I digress... It was announced on the radio while we were in a school minibus on the way to spend a frigid week in the Brecon Beacons. (Jesus Christ! "Anyone for a (naked) swim across a glacial tarn?" "2,000ft up in the freezing Welsh sky, Sir? Me, Sir? No, thank-you, Sir." Me tackle is still cold. Schoolmasters, eh? What larks, Mr Chips, old chap.) BTW schoolboy titter anyone? "What's this mountain called, Sir?"

... anyway, and it came on the radio. "The people have to know whether their President is a crook or not." Well, quite so, Dicky-me-old-lad. Then we had the peanut man who kept falling over. (Did I forget Ford? Yes, and there's your answer.) And then Mr Astrologer - TWICE!! They elected the loon twice. You cannot make it up.

And Clinton - fingering the big, red, Armageddon button while some slobbering harlot is on her knees under the desk.
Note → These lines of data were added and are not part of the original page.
PR #430, opened 2025-01-24
Port to 00.00.32.39 (01.08.02.00), and nop out TPU for AMS complaints

jwise:
Changes in 00.00.32.39 are relatively minimal; kick everything forward (and make the netservice shim symbolized to be able to port it to other firmware versions in the future).  While we're in there, nop out the complaints about TPU from bbl_screen, when it's TPU for AMS.

### DIFF
--- a/bbl_screen-patch/interpose.cpp
+++ b/bbl_screen-patch/interpose.cpp
@@ -563,6 +563,10 @@ public:
 
 #ifdef HAS_DBUS
 
+#include "vendor/nlohmann/json.hpp"
+
+using namespace nlohmann;
+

It was fabulous entertainment and not just for him. "I did not have sex with that woman, err, Miss Lewinski." And I should bloody well hope not - not with yer eyes open anyway.

Palin would have been just a wonderful president. Laugh, I'd have gone to heaven. Let us hope that it all goes tits up for Obama and we can have us some fun. It won't be the kiddies' dog or the Clinton cat, she'll have a freakin' bear roaming the place.

Bring it on.

call me ishmael said...
This comment has been removed by the author.
call me ishmael said...

Blogger call me ishmael said...

The Dickster, yes, he wasn't quite a presbyterian but same sort of thing; I have all the books, Liddy, Dean, Woodward and Bernstein and more that I can't be arsed to go and look at. Pray for me

Swiss Bob said...

"Limey Mexico".

That's a keeper.

call me ishmael said...

Yes, Limey Mexico, Codger McCain was a beauty, much missed.